** TO DO **
Go through the data and say how many lines include the string "opened"; return only the figure.

[Saved entries]
--

PR #5608, opened 2020-01-31
5485-LOC-should-not-count-line-with-space-or-tab-only

olekscode:
Git add wrote tests for CompiledMethod >> linesOfCode and improved the comment


Ducasse:
Oleksandr I have the impression that you introduced some unwanted dependencies

olekscode:
This is very strange.
Because I just wrote tests and fixed a comment

Ducasse:
Indeed it looks ok now :)

PR #5610, opened 2020-01-31
Revert "5392-Proposed-improvement--performance-of-atRandom-in-class-Bag"

MarcusDenker:
Reverts pharo-project/pharo#5445


MarcusDenker:
I discussed with Pablo: we decided to not revert the pharo8 changes but will keep them (they should not have a bad impact).

I close this PR and see how to re-open the original one so we get it into pharo9

PR #5611, opened 2020-01-31
Removing deprecated methods

Alisu:
We have to remove the methods deprecated in Pharo 8 and prepare the infrastructure for Pharo 9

--

** RESULT FOR THIS EXERCISE **
3